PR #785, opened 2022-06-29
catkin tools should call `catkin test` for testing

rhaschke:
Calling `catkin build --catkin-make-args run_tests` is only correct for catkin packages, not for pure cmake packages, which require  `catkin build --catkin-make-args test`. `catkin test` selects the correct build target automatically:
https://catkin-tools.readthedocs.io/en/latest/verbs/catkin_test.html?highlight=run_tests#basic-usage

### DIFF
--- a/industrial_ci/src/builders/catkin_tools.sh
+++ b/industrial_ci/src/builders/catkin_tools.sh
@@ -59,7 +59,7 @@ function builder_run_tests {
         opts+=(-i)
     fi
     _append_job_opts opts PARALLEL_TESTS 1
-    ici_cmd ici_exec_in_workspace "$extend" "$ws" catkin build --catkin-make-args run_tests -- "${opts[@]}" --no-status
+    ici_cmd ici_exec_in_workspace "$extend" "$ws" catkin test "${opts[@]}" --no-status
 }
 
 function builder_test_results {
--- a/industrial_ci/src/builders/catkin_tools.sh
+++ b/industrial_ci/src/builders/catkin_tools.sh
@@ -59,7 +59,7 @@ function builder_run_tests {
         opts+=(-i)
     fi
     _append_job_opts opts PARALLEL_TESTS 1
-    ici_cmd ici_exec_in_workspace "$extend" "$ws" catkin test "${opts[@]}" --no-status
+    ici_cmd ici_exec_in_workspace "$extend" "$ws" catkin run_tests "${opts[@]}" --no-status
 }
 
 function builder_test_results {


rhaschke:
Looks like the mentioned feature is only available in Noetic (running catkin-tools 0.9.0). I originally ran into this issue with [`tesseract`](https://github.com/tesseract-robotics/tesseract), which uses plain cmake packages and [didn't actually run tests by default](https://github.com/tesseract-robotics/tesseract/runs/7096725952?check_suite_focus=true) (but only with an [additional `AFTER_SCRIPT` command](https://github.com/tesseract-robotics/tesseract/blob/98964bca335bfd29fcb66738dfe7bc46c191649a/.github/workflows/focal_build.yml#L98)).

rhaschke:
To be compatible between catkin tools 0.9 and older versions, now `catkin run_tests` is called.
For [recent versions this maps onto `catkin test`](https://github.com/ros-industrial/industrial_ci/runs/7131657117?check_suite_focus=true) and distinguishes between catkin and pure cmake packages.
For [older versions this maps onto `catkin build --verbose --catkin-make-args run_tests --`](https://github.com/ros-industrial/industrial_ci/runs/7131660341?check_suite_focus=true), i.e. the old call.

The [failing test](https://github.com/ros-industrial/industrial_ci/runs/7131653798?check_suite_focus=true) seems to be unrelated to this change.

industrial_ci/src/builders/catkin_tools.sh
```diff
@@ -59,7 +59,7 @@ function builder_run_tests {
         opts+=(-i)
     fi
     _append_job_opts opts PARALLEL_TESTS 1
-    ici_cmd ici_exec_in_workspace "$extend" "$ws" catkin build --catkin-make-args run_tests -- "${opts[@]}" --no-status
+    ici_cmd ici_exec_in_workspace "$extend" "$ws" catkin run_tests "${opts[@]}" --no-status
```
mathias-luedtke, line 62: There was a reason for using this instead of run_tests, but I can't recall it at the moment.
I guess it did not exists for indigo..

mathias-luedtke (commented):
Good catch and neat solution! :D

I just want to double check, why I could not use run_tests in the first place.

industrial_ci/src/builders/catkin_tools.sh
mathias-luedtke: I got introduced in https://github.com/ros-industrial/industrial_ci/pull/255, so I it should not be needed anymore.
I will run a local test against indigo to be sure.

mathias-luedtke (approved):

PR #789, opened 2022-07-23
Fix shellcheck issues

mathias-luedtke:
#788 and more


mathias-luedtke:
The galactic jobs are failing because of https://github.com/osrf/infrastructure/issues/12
---
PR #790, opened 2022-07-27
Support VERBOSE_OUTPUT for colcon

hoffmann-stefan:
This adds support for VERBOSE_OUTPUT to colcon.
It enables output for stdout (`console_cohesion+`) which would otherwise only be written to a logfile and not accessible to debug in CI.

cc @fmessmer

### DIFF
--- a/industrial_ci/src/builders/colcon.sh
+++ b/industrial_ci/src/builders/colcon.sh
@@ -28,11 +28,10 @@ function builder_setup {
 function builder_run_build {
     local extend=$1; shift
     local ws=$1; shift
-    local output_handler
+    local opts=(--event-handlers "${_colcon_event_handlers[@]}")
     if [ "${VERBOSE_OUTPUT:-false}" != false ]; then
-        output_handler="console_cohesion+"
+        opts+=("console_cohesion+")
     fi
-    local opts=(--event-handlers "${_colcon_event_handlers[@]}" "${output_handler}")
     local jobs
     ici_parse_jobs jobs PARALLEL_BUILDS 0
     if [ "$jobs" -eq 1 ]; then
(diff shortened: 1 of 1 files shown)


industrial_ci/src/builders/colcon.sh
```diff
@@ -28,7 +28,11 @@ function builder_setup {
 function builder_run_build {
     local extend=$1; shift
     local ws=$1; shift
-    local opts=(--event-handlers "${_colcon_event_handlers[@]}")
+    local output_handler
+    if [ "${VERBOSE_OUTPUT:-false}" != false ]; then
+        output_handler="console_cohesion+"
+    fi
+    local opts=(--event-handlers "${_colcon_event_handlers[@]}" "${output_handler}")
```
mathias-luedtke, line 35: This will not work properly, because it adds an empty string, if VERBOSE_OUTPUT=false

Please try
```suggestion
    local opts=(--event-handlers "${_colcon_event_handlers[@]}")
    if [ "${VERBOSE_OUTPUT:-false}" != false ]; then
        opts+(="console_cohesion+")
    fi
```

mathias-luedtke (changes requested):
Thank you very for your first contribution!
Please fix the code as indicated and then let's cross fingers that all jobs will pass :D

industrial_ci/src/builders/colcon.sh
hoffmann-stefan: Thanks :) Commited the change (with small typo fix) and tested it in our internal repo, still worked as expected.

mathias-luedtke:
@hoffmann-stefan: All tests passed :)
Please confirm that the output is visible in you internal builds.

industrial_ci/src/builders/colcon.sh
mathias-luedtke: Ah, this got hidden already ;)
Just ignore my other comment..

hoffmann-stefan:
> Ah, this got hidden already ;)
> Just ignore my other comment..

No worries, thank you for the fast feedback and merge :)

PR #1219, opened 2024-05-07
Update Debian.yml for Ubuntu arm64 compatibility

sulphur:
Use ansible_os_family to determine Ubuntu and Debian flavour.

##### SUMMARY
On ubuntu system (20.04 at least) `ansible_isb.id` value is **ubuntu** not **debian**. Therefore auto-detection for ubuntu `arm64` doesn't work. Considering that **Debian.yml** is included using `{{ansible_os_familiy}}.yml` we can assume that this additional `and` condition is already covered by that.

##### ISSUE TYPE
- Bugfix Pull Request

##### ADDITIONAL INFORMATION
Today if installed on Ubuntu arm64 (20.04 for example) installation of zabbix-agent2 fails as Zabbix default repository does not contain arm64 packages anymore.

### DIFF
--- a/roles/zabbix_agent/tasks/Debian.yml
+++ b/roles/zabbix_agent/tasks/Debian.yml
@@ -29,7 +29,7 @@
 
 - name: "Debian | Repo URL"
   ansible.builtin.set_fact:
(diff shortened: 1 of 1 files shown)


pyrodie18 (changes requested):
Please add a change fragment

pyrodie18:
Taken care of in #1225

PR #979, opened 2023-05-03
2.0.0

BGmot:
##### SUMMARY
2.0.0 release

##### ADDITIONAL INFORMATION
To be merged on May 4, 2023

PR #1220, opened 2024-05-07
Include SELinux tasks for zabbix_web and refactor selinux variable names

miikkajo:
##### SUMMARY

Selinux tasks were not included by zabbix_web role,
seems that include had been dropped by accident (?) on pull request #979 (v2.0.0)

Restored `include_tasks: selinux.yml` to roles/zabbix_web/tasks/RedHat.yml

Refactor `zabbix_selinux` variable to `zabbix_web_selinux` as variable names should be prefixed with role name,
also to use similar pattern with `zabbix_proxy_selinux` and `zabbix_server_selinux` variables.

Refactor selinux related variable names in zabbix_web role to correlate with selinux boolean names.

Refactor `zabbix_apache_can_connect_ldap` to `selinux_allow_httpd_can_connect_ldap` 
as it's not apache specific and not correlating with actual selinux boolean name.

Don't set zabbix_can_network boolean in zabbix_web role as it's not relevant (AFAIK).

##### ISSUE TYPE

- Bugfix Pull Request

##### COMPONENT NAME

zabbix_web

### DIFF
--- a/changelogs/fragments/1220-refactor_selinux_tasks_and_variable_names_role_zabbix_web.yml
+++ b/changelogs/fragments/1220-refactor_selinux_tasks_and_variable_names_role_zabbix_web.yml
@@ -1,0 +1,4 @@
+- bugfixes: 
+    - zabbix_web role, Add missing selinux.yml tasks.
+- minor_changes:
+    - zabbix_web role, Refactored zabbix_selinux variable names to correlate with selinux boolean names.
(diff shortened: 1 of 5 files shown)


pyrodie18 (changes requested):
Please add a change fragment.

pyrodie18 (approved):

WHAT THIS TASK INVOLVES
Reproduce exactly, and only, the part of the listing above that begins at the line with "-29,7 +29,7 @@" and goes on through the line with "Selinux tasks were".

THE COMPLETED TASK
@@ -29,7 +29,7 @@
 
 - name: "Debian | Repo URL"
   ansible.builtin.set_fact:
(diff shortened: 1 of 1 files shown)


pyrodie18 (changes requested):
Please add a change fragment

pyrodie18:
Taken care of in #1225

PR #979, opened 2023-05-03
2.0.0

BGmot:
##### SUMMARY
2.0.0 release

##### ADDITIONAL INFORMATION
To be merged on May 4, 2023

PR #1220, opened 2024-05-07
Include SELinux tasks for zabbix_web and refactor selinux variable names

miikkajo:
##### SUMMARY

Selinux tasks were not included by zabbix_web role,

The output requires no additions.